Directions -> Copy each line of the entries below that contains the string "follow".

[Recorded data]
=== Section Start ===

PR #3743, opened 2026-09-05
probe(boot): the 209-second dark span between the system and serving registrations names its own cost

joelteply:
## The number

BigMama (windows-msvc, 5090), canary `485cde66d`:

| | BigMama | M5 |
|---|---|---|
| `serving` row | **209,170 ms** | not in top |
| `genome` | 11,619 ms | — |
| `construct_modules` phase | **232,429 ms** | 14,270 ms (**16.3×**) |
| sum of 59 rows | 222,813 ms | → 9,616 ms residue |

## The span emits nothing

Between `system` (07:28:13.490) and `serving` (07:31:42.658) the core logs **only** three 60 s-cadence embedding-cache flushes from a background task. **209 seconds, 164 lines of inline boot code, zero probes.**

That row is also not a constructor cost. `boot.construct` (#3735) bills the gap since the *previous* registration, and `ipc/mod.rs` registers `system` at `:1176` and `serving` at `:1340` — everything between (`ModelCatalog::from_registry`, `gpu::monitor::detect()`, the capacity sources, the `ResourceGovernor`) is billed to `serving`. **The row is an upper bound on a span, not a measurement of a module**, and read naively it sends someone to optimise a serving daemon that may be innocent.

## What this adds

Three `time_sync!` seams, no behaviour change:

- `boot.model_catalog` — `ModelCatalog::from_registry`
- `boot.gpu_monitor_detect` — `gpu::monitor::detect()`
- `boot.serving_daemon_new` — `ServingDaemonModule::new()`

`boot.gpu_monitor_detect` is load-bearing. #3733 bounded `nvidia-smi` in `gpu/memory_manager.rs::detect_cuda` **only**; `gpu/backends/nvidia.rs` still spawns it four times (`:215`, `:228`, `:243`, `:257`) with `.output()` and **no `timeout` anywhere in that file**, and `NvidiaMonitor::new` → `NvidiaProbe::detect()` reaches them on a CUDA host. (M5's candidate; verified here.) If that is the 209 s, this reports it in one boot.

**Measurement-only on purpose.** Bounding those four is the obvious follow-up — `runtime/bounded_command.rs`'s `Probed` is the pattern — but a fix shipped alongside its own instrument means never learning the real number.

## Hypotheses that died getting here

Neither is in this diff:

- *hung `nvidia-smi`* — the process was 3 s old with a fresh pid each tick: a periodic monitor, not a hang.
- *cold-HDD catalog scan* — walking that cache takes **454 ms**. Plausible on this box (`HF_HOME` is on a 16 TB platter) and refuted by one command.

## Validation

`cargo check -p continuum-core --lib`: clean.

**Not** validated by the precommit hook — it is unpassable on any current checkout, diagnosed rather than bypassed (no `--no-verify`). `git-precommit.sh:5` does `cd "$(dirname $0)/.."`, which meant `src/` when the script lived there and now means `tools/`; `:68` checks a **relative** `node_modules/.bin/tsx` against a directory with no `package.json`, so deps npm hoists to the repo root can never satisfy it and the printed remedy (`cd tools && npm install`) can never become true. `:144 cd src` waits behind it. Three coupled sites — carded, not patched, because fixing one would break the others differently.

### DIFF
--- a/core/continuum-core/src/ipc/mod.rs
+++ b/core/continuum-core/src/ipc/mod.rs
@@ -1190,8 +1190,15 @@ pub fn start_server(
     // daemon (which plans off its snapshot) and the `models/*` command surface
     // (which mutates it). One owner, one live universe: a `models/pull` that
     // flips a model Ready is seen by the very next serving tick — no reboot.
-    let model_catalog = Arc::new(crate::model_registry::live::ModelCatalog::from_registry(
-        crate::model_registry::global(),
+    // Timed: this sits inside the 164-line stretch between the `system` and `serving`
+    // registrations, which `boot.construct` bills entirely to `serving` because
+    // attribution happens on the NEXT registration. On BigMama that stretch is
+    // 209,170 ms of a 232,429 ms construct_modules phase (M5: 14,270 ms total), and it
+    // emits nothing — the row is an upper bound on a SPAN, not a constructor cost.
+    // These three `time_sync!` seams exist to give the span real owners.
+    let model_catalog = Arc::new(crate::time_sync!(
+        "boot.model_catalog",
+        crate::model_registry::live::ModelCatalog::from_registry(crate::model_registry::global())
     ));
 
     // The ONE per-machine resource authority (#56). Its VRAM ceiling comes from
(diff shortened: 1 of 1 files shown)


joelteply:
M5-core review: NO OBJECTION. Three `time_sync!` wraps (boot.model_catalog, boot.gpu_monitor_detect, boot.serving_daemon_new) on the exact seams the 209 s hides in; the macro is the RTOS-probe discipline from the docs, already in tree at other sites, and the change has no behaviour. On a Mac the gpu_monitor_detect leg is the Metal short-circuit, so this box adds only `cargo check`; the 5090's next boot is the receipt. IntelMac's bound on nvidia.rs is the fix these rows will point at; the two PRs are complementary as you both said.

joelteply:
M5-core review of daf52b192: NO OBJECTION. Second cut uses `probe!` with the `boot.stretch` class and `stretch="serving_span"` (3 rows: model_catalog, gpu_monitor_detect, serving_daemon_new) — one vocabulary for both stretches, and it emits an EVENT, which is why it will land where `time_sync!`'s span did not. `cargo check` green on this Mac; per the instrument rule this file cannot be signed off by a build: the receipt is your next boot's rows, and #3745 waits for that boot (agreed sequencing). Merge on green; boot; paste the three ms.

PR #3745, opened 2026-09-05
fix(gpu): bound the remaining driver probes — six sites, not the one #3733 fixed

joelteply:
#3733 bounded `gpu::memory_manager::detect_cuda` and stopped there. A full-tree sweep for `nvidia-smi` / `vulkaninfo` / `rocminfo` finds **five more** — and the worst are on the same class of path: module **construction**, before the IPC socket exists.

## The six sites

| site | path | failure if unbounded |
|---|---|---|
| `nvidia.rs::probe_blocking` (×2) | `NvidiaMonitor::new` → `gpu::monitor::detect()` | **stalls boot** |
| `nvidia.rs::query_gpu` | per-tick | monitor task parks forever |
| `nvidia.rs::query_process_bytes` | per-tick | monitor task parks forever |
| `hw_probe.rs::try_detect_cuda` | `probe_hardware_profile` | stalls its caller |
| `hw_probe.rs::try_detect_vulkan` | reached when CUDA declines | second unbounded wait in a row |

The word `timeout` appeared **nowhere** in `gpu/backends/nvidia.rs` before this. The last two were in nobody's list.

## Two different failures, deliberately

The construction probes stall **boot** — BigMama measured a 209s `serving` constructor on a CUDA host, and this is a candidate for where those seconds went.

The per-tick queries are quieter and arguably worse: they don't stall boot, they **park the monitor task forever on the first hang and freeze the atomics at last-good**. Stale telemetry reporting itself as current keeps the scheduler placing lanes against numbers that stopped moving — the same defect as `ready:true` surviving a SIGKILL.

## Two tools, matching the tier

Blocking construction probes use `system_resources::bounded_command` (sync — it runs on the boot thread with no runtime to await on). Per-tick queries use `tokio::time::timeout`, correct *inside* the runtime. Same contract, different tier; `bounded_command`'s module doc already warns against dragging tokio onto the pre-bind path.

One 10s ceiling everywhere, matching `GPU_PROBE_TIMEOUT` and #3719 — so a host that's slow in one place isn't judged by three clocks.

Every site emits `boot.gpu_detect` with backend + stage + outcome, keeping `ok` / `absent` / `timed_out` / `unstartable` as four distinct facts rather than one `None`.

**Complementary to #3743**, not overlapping: that PR *measures* these seams, this one *bounds* them. If its probes land first they name which call hangs; this turns whichever it is into a named row plus a boot that continues. Deliberately not folded together — a measurement PR that also changes behaviour can't tell you whether the number moved because you measured it or because you changed it.

## ⚠️ Verification, split honestly

- **Locally verified**: `gpu/backends/nvidia.rs` is deliberately ungated (its own `mod.rs` says "do not tidy a cfg onto it"), so it compiles on this Intel Mac. `cargo check -p continuum-core --lib --no-default-features --features livekit-webrtc,llama/mac-cpu-only` → **exit 0**, no errors or warnings in the changed files.
- **NOT locally verifiable**: `hw_probe.rs`'s two blocks are inside `cfg(feature = "cuda")` / `cfg(feature = "vulkan")` and cannot be type-checked on macOS. CI and a CUDA host are their first real reader, same as #3733.

Card 0f09fec7 follow-up.

### DIFF
--- a/core/continuum-core/src/gpu/backends/nvidia.rs
+++ b/core/continuum-core/src/gpu/backends/nvidia.rs
@@ -202,6 +202,15 @@ fn sum_process_bytes_for_pid(stdout: &str, our_pid: u32) -> u64 {
 
 // ─── subprocess shells (the only impure surface) ───────────────────────
 
+/// Upper bound on any `nvidia-smi` invocation from this monitor (#3733's class).
+///
+/// Matches `gpu::memory_manager::GPU_PROBE_TIMEOUT` and #3719's serving probe
+/// deliberately: one number for "how long may a driver query take before we
+/// stop waiting on it", so a host that is slow in one place is not judged by
+/// three different clocks. Long enough for a cold driver query on a loaded box,
+/// short enough that a wedged one does not look like a hang.
+const NVIDIA_PROBE_TIMEOUT: std::time::Duration = std::time::Duration::from_secs(10);
+
 const QUERY_GPU_ARGS: [&str; 2] = [
     "--query-gpu=memory.free,memory.total,utilization.gpu,temperature.gpu,power.draw",
     "--format=csv,noheader,nounits",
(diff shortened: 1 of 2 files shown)


joelteply:
M5-core review: NO OBJECTION with the receipt — whole mods on the branch head: `gpu::backends::nvidia` 3 passed, `inference_capability::hw_probe` 14 passed, `system_resources::bounded_command` 4 passed. Six bounded driver probes through one `bounded_command::probe` (sync) / `tokio::time::timeout` (async), last-good atomics kept on timeout — the same contract as #3733, now applied everywhere the grep found. On a Mac none of the six run, so this box adds only the test receipt.

SEQUENCING (BigMama's point, agreed in the room): merge #3743 first and let the 5090 take ONE boot so `boot.gpu_monitor_detect` records the UNBOUNDED cost; then merge this; then boot again. Otherwise the number this PR fixes is never measured. Hold the merge on her first paste.

PR #3748, opened 2026-09-05
ci(install): assert host detection on all three platforms, not just the one

joelteply:
Card b2e4a0bb.

## The gap

`carl-install-smoke` is our only install check, and it is `runs-on: ubuntu-latest` with **no matrix**. The install path is verified on exactly one platform — and in one night every `detect_host` bug found on the other two was invisible to it:

| bug | platform | effect |
|---|---|---|
| `wmic` removed in Win 11 24H2 | Windows | `IC_RAM_MIB=0` on a 64914 MiB machine; every tier decision ran on that zero (#3739) |
| CPU-only build not recorded as the serving *plan* | Intel Mac | receipt refused a healthy node and advised reinstalling with Metal — which hangs it (#3729 → #3740) |
| unreadable `/proc/meminfo` → empty → `0` | Linux/WSL | **still live**; same defect on the platform CI *does* run, unnoticed because nothing asserted the value |

Each was a fact being **wrong rather than missing**, on a platform its author could not run. Three operators, three boxes, and the shared CI checking the tier none of them installs on.

## Why not a matrix on `carl-install-smoke`

That job is Docker-based and ~30 minutes. `install-common.sh` is sourceable and `ic_detect_hardware` is a pure probe of the machine it runs on, so a per-platform leg needs no Docker, no images, no registry auth — seconds, not half an hour. The Docker smoke stays the Linux end-to-end check; this is the cross-platform *truth* check.

## What it asserts

Shape, not hardware. A CI runner is none of our boxes, and a test expecting an M5 or a 5090 fails for the wrong reason. What must hold everywhere:

- platform is one of the recognised values (an unrecognised host falls to the `*)` arm, which records placeholders **by construction**)
- RAM is a **positive integer** — a real machine always has RAM, so `0` is "we could not look" wearing the clothes of "there is none", and empty is the Linux failure shape
- arch is determinate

=== Section End ===

Written solution ->
**Measurement-only on purpose.** Bounding those four is the obvious follow-up — `runtime/bounded_command.rs`'s `Probed` is the pattern — but a fix shipped alongside its own instrument means never learning the real number.
Card 0f09fec7 follow-up.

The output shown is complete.